Editeur : Square-Enix

Développeur : Square-Enix

Multijoueurs : Non


Difficile à prendre en défaut, Final Fantasy VII Rebirth réussit autant à tenir en haleine les fans qu’à émerveiller les nouveaux venus


  • Une certaine réécriture des plus intrigante
  • Visuellement superbe
  • De nouveaux éléments scénaristiques pour étoffer le monde
  • Des liens avec Crisis Core bienvenus
  • Un monde ouvert d’assez belle proportion
  • Pas mal d’humour et de légereté…
  • … et ce qu’il faut de drame
  • Les musiques !
  • Une grosse durée de vie
  • Des minis-jeux, partout ! Pour tout !
  • L’impression qu’on essaye de tirer le jeu en longueur inutilement
  • La voix d’Aerith… toujours pas…
  • Certains éléments obscurs pour les nouveaux venus, tandis que d’autres « révélations » dans l’original sont directement spoilées

La cicatrice n’était pas là

La démo en deux temps offerte par l’éditeur avait-elle pour but de rassurer les vieux imbéciles comme moi ? Peut-être… Final Fantasy VII a fait partie de mes premières découvertes du JRPG à une époque où je ne jurais que par ma MegaDrive bien aimée. L’idée d’un Remake, longtemps fantasmée (coucou la démo technique de la PS3) ne me faisait pas plus saliver que ça. Pourtant Square-Enix a eu l’intelligence d’offrir une certaine réécriture au jeu et d’éviter le simple upgrade technique, séparant par la même occasion son titre en trois parties, pour le pire (un jeu entier à Midgard) et le meilleur (le voyage de Rebirth).

Le monde s’ouvre et on quitte la grisaille de Midgard

Paradoxalement, cette seconde partie du jeu offre bien plus de variété et un voyage plus long que le Remake, avec un volume de contenu bien plus dense. De la petite ville de Kalm à Cosmo Canyon, en passant par le Golden Saucer, Junon ou la Costa Del Sol, jusqu’à la fameuse Cité des Anciens (mais sans Wutai, qui aura droit à son traitement spécifique dans le dernier volet), le voyage s’annonce long et varié. Là aussi, une réécriture a eu lieu pour dynamiser la narration et offrir aux vieux briscards comme moi un sentiment de découverte… et de redouter une fois encore cette fameuse Cité des Anciens (tu sais pourquoi), un léger espoir au cœur.
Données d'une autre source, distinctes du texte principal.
PR #347, opened 2017-01-05
Simplify Dockerfiles for build and run

dgageot:
@chungers Is there some kind of integration test to make sure it still works?

Signed-off-by: David Gageot <david@gageot.net>

### DIFF
--- a/dockerfiles/Dockerfile.build
+++ b/dockerfiles/Dockerfile.build
@@ -1,25 +1,11 @@
 FROM golang:1.7.4-alpine
 
-# A container for building InfraKit
-
 RUN apk add --update git make
+RUN go get github.com/rancher/trash
 
-ENV CGO_ENABLED=0
-ENV GOPATH=/go
-ENV PATH=/go/bin:/usr/local/go/bin:/usr/local/sbin:/usr/local/bin:/usr/sbin:/usr/bin:/sbin:/bin
-
-# Development tools
-RUN go get github.com/rancher/trash \
-           github.com/golang/lint/golint \
-           github.com/golang/mock/gomock \
-           github.com/golang/mock/mockgen
-
-# The project sources
-ADD ./ /go/src/github.com/docker/infrakit
 WORKDIR /go/src/github.com/docker/infrakit
-
 VOLUME [ "/go/src/github.com/docker/infrakit/build" ]
-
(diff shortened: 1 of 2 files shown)


dockerfiles/Dockerfile.build
```diff
@@ -1,25 +1,11 @@
...
-           github.com/golang/lint/golint \
-           github.com/golang/mock/gomock \
-           github.com/golang/mock/mockgen
-
-# The project sources
-ADD ./ /go/src/github.com/docker/infrakit
 WORKDIR /go/src/github.com/docker/infrakit
-
 VOLUME [ "/go/src/github.com/docker/infrakit/build" ]
+CMD make build-binaries
```
chungers: Moving the CMD at the end of the file to here is ok, right?  CMD isn't run so this is just setting the default command.   I've seen many Dockerfiles where ENTRYPOINT and CMD come at the end of the file so let me know if this is a better convention.

dockerfiles/Dockerfile.build
```diff
@@ -1,25 +1,11 @@
...
 
+COPY . ./
```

Bien joué Square, bien joué… vous m’avez tenu en haleine jusqu’au bout, dès les premières minutes et cette scène d’introduction très troublante, qui fait pourtant suite à Remake. Avec l’introduction des Fileurs, ces être altérant la mémoire / l’histoire « Canon », rappelant un peu le concept des G-Force de FFVIII, certains « points fixes » du jeu original connaissent des modifications. Les plus troublantes concernent cette introduction étrange et la Matéria Blanche.

On ne hurle pas au spoil, on est à 5 minutes de jeu.

On savait déjà que Nomura souhaitait proposer une nouvelle intrigue avec Zack, et comme d’habitude, rien n’est forcément simple à comprendre au premier abord (coucou la saga Kingdom Hearts). On sait aussi également que le troisième est en préparation, et qu’il risque d’être dantesque au vu des enjeux et de la mise en scène du titre. SAchez juste que Final Fantasy VII Rebith va jouer avec vos souvenirs, et que les Fileurs (« Tisseurs » serait à mon sens une meilleure traduction) n’ont pas fini de perturber les destinées.

Le rythme est également très différent. Bien plus avare en cut-scènes, qui elles-mêmes étaient moins longues, l’original avait un rythme soutenu, proposant un voyage à travers la planète à la poursuite de Sephiroth et Jénova, où le temps était compté (même si le endgame nous donnait tout le temps du monde malgré la menace « imminente »), et l’ambiance, assez sombre.

Dans Final Fantasy VII Rebirth, le ton est bien plus enjoué, bien moins dramatique et beaucoup plus lent. Les cinématiques et cut-scenes sont fort présentes, les petits détours nombreux (il vous faudra par exemple capturer un chocobo par région via un mini-jeu si vous souhaitez voyager plus rapidement, prendre part à une compétition de jeu de cartes obligatoire, et le jeu n’est pas avare en « oh mon dieu, le pont / la falaise s’effondre, nous devons tout remonter » m’voyez ?) et la fine équipe n’hésite pas à faire des pauses touristiques, motivés par le duo Aerith / Tifa, nouvelles BFF très complices. Non, vraiment, vous allez bouffer du mini-jeu obligatoire jusqu’à satiété.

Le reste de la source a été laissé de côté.